_About this exercise:_ Across the entries below, tally every line that holds the string "mergingMode" and reply with the number only.

______

PR #4163, opened 2025-05-01
[feat gw api] Add Gateway Class Reconciler + Config merging logic.

zac-nixon:
### Description

Adds a reconciler to process Gateway Class changes, including changes to LoadBalancer configurations attached to a Gateway Class.

Adds basic logic to ensure that Gateway reconciler will only progress Gateways that have an accepted Gateway Class.

Adds a configuration merger that implements merging logic to handle GatewayClass and Gateway LoadBalancer configs. [TODO: Add documentation]

Refactored to drop pointer references to the the lb config in the gateway model builders, this removes the need for nil checks in all of the model builders.

### Checklist
- [] Added/modified documentation as required (such as the `README.md`, or the `docs` directory)
- [x] Manually tested


pkg/config/controller_config.go
```diff
@@ -149,6 +153,8 @@ func (cfg *ControllerConfig) BindFlags(fs *pflag.FlagSet) {
 		"Maximum number of concurrently running reconcile loops for service")
 	fs.IntVar(&cfg.TargetGroupBindingMaxConcurrentReconciles, flagTargetGroupBindingMaxConcurrentReconciles, defaultMaxConcurrentReconciles,
 		"Maximum number of concurrently running reconcile loops for targetGroupBinding")
+	fs.IntVar(&cfg.GatewayClassMaxConcurrentReconciles, flagGatewayClassMaxConcurrentReconciles, 1,
```
shraddhabang, line 156: should we use `defaultMaxConcurrentReconciles` instead of 1?

pkg/gateway/config_merger.go
```diff
@@ -0,0 +1,224 @@
...
+		mergedAttributes := make([]elbv2gw.LoadBalancerAttribute, 0, len(baseAttributesMap))
+
+		for k, v := range baseAttributesMap {
+			mergedAttributes = append(mergedAttributes, elbv2gw.LoadBalancerAttribute{
+				Key:   k,
+				Value: v,
+			})
+		}
+
+		sort.Slice(mergedAttributes, func(i, j int) bool {
```
shraddhabang, line 81: Any reason for sorting?

pkg/gateway/config_merger.go
```diff
@@ -0,0 +1,224 @@
...
+		merged.VpcId = lowPriority.Spec.VpcId
+	}
+
+	if highPriority.Spec.EnableICMP != nil {
+		merged.EnableICMP = highPriority.Spec.EnableICMP
+	} else {
+		merged.EnableICMP = lowPriority.Spec.EnableICMP
+	}
+
+	if highPriority.Spec.ManageBackendSecurityGroupRules != nil {
```
shraddhabang, line 219: I wish Go had ternary testing operation :(

controllers/gateway/gateway_controller.go
```diff
@@ -454,3 +463,63 @@ func (r *gatewayReconciler) setupNLBGatewayControllerWatches(ctrl controller.Con
...
+	}
+
+	if gatewayClassLBConfig != nil {
+		storedVersion := getStoredProcessedConfig(gwClass)
+		if storedVersion == nil || *storedVersion != gatewayClassLBConfig.ResourceVersion {
+			var safeVersion string
+			if storedVersion != nil {
+				safeVersion = *storedVersion
+			}
+			return elbv2gw.LoadBalancerConfiguration{}, errors.Errorf("GatewayClass hasn't processed latest loadbalancer config. Processed version %s, Latest version %s", safeVersion, gatewayClassLBConfig.ResourceVersion)
```
shraddhabang, line 489: Same as above. Lets add gwclass names.

pkg/config/controller_config.go
zac-nixon: That is 3, which is probably overkill. But I made the change.

pkg/gateway/config_merger.go
zac-nixon: It makes the output predictable which means the we can just use:
```
assert.Equal(t, tc.expected, result)
```
in our unit tests. Seeing as the attributes list is going to be relatively small it's a small performance hit.

config/crd/gateway/gateway-crds.yaml
```diff
@@ -230,6 +230,14 @@ spec:
                   specifies whether you want the controller to configure security group rules on Node/Pod for traffic access
                   when you specify securityGroups
                 type: boolean
+              mergingMode:
+                description: |-
+                  mergingMode defines the merge behavior when both the Gateway and GatewayClass have a defined LoadBalancerConfiguration.
+                  This field is only honored for the configuration attached to the GatewayClass.
+                enum:
+                - prefer-gateway
```
shuqz, line 238: i am think should we be more specific in naming, cuz the name `mergingMode` does not imply it is for lbConfig and enum does not imply it too. Users can read doc for sure but maybe we can try to make name more explicit

controllers/gateway/eventhandlers/gatewayclass/load_balancer_configuration_events.go
```diff
@@ -0,0 +1,74 @@
...
+
+func (h *enqueueRequestsForLoadBalancerConfigurationEvent) Update(ctx context.Context, e event.TypedUpdateEvent[*elbv2gw.LoadBalancerConfiguration], queue workqueue.TypedRateLimitingInterface[reconcile.Request]) {
+	lbconfigNew := e.ObjectNew
+	h.logger.V(1).Info("enqueue loadbalancerconfiguration update event", "loadbalancerconfiguration", lbconfigNew.Name)
+	h.enqueueImpactedGatewayClass(ctx, lbconfigNew, queue)
+}
+
+func (h *enqueueRequestsForLoadBalancerConfigurationEvent) Delete(ctx context.Context, e event.TypedDeleteEvent[*elbv2gw.LoadBalancerConfiguration], queue workqueue.TypedRateLimitingInterface[reconcile.Request]) {
+	lbconfig := e.Object
+	h.logger.V(1).Info("enqueue loadbalancerconfiguration delete event", "loadbalancerconfiguration", lbconfig.Name)
```
shuqz, line 54: do we also wanna logging namespace? (if name can be same for different namespace)

zac-nixon: yeah good idea

pkg/gateway/config_merger.go
```diff
@@ -0,0 +1,224 @@
...
+	if lowPriority.Spec.Tags != nil {
+		baseTags = algorithm.MergeStringMap(baseTags, *lowPriority.Spec.Tags)
+	}
+
+	if len(baseTags) > 0 {
+		merged.Tags = &baseTags
+	}
+}
+
+func (merger *configMergerImpl) performTakeOneMerges(merged *elbv2gw.LoadBalancerConfigurationSpec, highPriority elbv2gw.LoadBalancerConfiguration, lowPriority elbv2gw.LoadBalancerConfiguration) {
```
shuqz, line 140: it looks like in this function, it is assume if a property is not specified in highPriority spec, it will be specified in low priority spec, but what if `lowPriority.Spec.LoadBalancerName` is also nil (unless it is never gonna be the case), and if we originally have a default value for LoadBalancerName, then after this function, the default value will be overriden and it is gonna be nil

controllers/gateway/gateway_controller.go
```diff
@@ -454,3 +463,63 @@ func (r *gatewayReconciler) setupNLBGatewayControllerWatches(ctrl controller.Con
 	return nil
 
 }
+
+func (r *gatewayReconciler) getLoadBalancerConfigForGateway(ctx context.Context, k8sClient client.Client, gw *gwv1.Gateway, gwClass *gwv1.GatewayClass) (elbv2gw.LoadBalancerConfiguration, error) {
+
+	// If the Gateway Class isn't accepted, we shouldn't try to reconcile this Gateway.
```
shraddhabang, line 469: Can we move this check outside of this function in the main reconciler so that this function sticks to just getting the lb config.

controllers/gateway/gateway_controller.go
```diff
@@ -454,3 +463,63 @@ func (r *gatewayReconciler) setupNLBGatewayControllerWatches(ctrl controller.Con
...
+	}
+
+	if gatewayClassLBConfig != nil {
+		storedVersion := getStoredProcessedConfig(gwClass)
+		if storedVersion == nil || *storedVersion != gatewayClassLBConfig.ResourceVersion {
+			var safeVersion string
+			if storedVersion != nil {
+				safeVersion = *storedVersion
+			}
+			return elbv2gw.LoadBalancerConfiguration{}, errors.Errorf("GatewayClass [%s] hasn't processed latest loadbalancer config. Processed version %s, Latest version %s", gwClass.Name, safeVersion, gatewayClassLBConfig.ResourceVersion)
```
shraddhabang, line 489: Instead of throwing error, do we want to retry/wait for gwclass to complete its processing its cfg?

controllers/gateway/eventhandlers/load_balancer_configuration_events.go
```diff
@@ -62,7 +65,7 @@ func (h *enqueueRequestsForLoadBalancerConfigurationEvent) Generic(ctx context.C
 }
 
 func (h *enqueueRequestsForLoadBalancerConfigurationEvent) enqueueImpactedService(ctx context.Context, lbconfig *elbv2gw.LoadBalancerConfiguration, queue workqueue.TypedRateLimitingInterface[reconcile.Request]) {
-	gwClasses := GetImpactedGatewayClassesFromLbConfig(ctx, h.k8sClient, lbconfig, h.gwController)
+	gwClasses := GetImpactedGatewayClassesFromLbConfig(ctx, h.k8sClient, lbconfig, h.gwControllerSet)
```
shraddhabang, line 68: Since we have separate controller for gateway class? Do we even need to enqueue gwclass for LB config changes in gateway controller?

controllers/gateway/eventhandlers/gatewayclass/load_balancer_configuration_events.go
```diff
@@ -0,0 +1,74 @@
...
+type enqueueRequestsForLoadBalancerConfigurationEvent struct {
+	gwClassEventChan chan<- event.TypedGenericEvent[*gatewayv1.GatewayClass]
+	k8sClient        client.Client
+	eventRecorder    record.EventRecorder
+	gwControllers    sets.Set[string]
+	logger           logr.Logger
+}
+
+func (h *enqueueRequestsForLoadBalancerConfigurationEvent) Create(ctx context.Context, e event.TypedCreateEvent[*elbv2gw.LoadBalancerConfiguration], queue workqueue.TypedRateLimitingInterface[reconcile.Request]) {
+	// We don't need to respond to create events.
```
shraddhabang, line 43: What if the gwclass is created first referencing a non-existing cfg, user realises his mistake as they see not found status on the gwclass and decides to create the lbcfg now? We need to listen to this event and enqueue the gwclass referencing it to update its status.

controllers/gateway/gatway_class_controller.go
```diff
@@ -0,0 +1,140 @@
...
+	updateLastProcessedConfigFn func(ctx context.Context, k8sClient client.Client, gwClass *gwv1.GatewayClass, lbConf *elbv2gw.LoadBalancerConfiguration) error
+	configResolverFn            func(ctx context.Context, k8sClient client.Client, reference *gwv1.ParametersReference) (*elbv2gw.LoadBalancerConfiguration, error)
+}
+
+func (r *gatewayClassReconciler) SetupWatches(_ context.Context, ctrl controller.Controller, mgr ctrl.Manager) error {
+
+	gwClassEventChan := make(chan event.TypedGenericEvent[*gwv1.GatewayClass])
+	lbEventHandler := gatewayclasseventhandlers.NewEnqueueRequestsForLoadBalancerConfigurationEvent(gwClassEventChan, r.k8sClient, r.eventRecorder, r.enabledControllers, r.logger)
+
+	if err := ctrl.Watch(source.Kind(mgr.GetCache(), &gwv1.GatewayClass{}, &handler.TypedEnqueueRequestForObject[*gwv1.GatewayClass]{})); err != nil {
```
shraddhabang, line 63: Do we not need to enqueue the gwclass to update the status of gwclass on create/update/delete events?

pkg/gateway/config_merger.go
zac-nixon: I don't follow -- The merged spec starts off w/ a blank spec, so it's all zero values. We will always use the high priority value (if it exists) otherwise we use the low priority value, which could be a real value or a zero value. If it's a zero value, the merged spec still has a zero value which is correct.

I don't think it's possible we ever start with a default value for the load balancer name.

controllers/gateway/gateway_controller.go
zac-nixon: sure

controllers/gateway/gateway_controller.go
zac-nixon: Throwing an error is the same thing as wait + retry.

controllers/gateway/eventhandlers/load_balancer_configuration_events.go
zac-nixon: Yeah.

They serve two different purposes.

In the GatewayClass reconciler, it's meant to validate the configuration is valid and move the Gateway Class status to Accepted.

In the Gateway reconciler, it's meant to materialize the ELB resources according to the Gateway config.

controllers/gateway/eventhandlers/gatewayclass/load_balancer_configuration_events.go
zac-nixon: This should already been handled, because we have the event queued for the gwclass creation. Since it failed to find the config, it will keep reconciling. Eventually when the config is created, everything should just work.

controllers/gateway/gatway_class_controller.go
zac-nixon: I don't follow. Those CRUD actions are the only actions we care about. Can you elaborate on the concern?

pkg/gateway/config_merger.go
shuqz: i see, thanks for the explanation

controllers/gateway/gateway_controller.go
shraddhabang: Ok got it.

controllers/gateway/gatway_class_controller.go
shraddhabang: Never mind.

______

_Exercise result:_ 3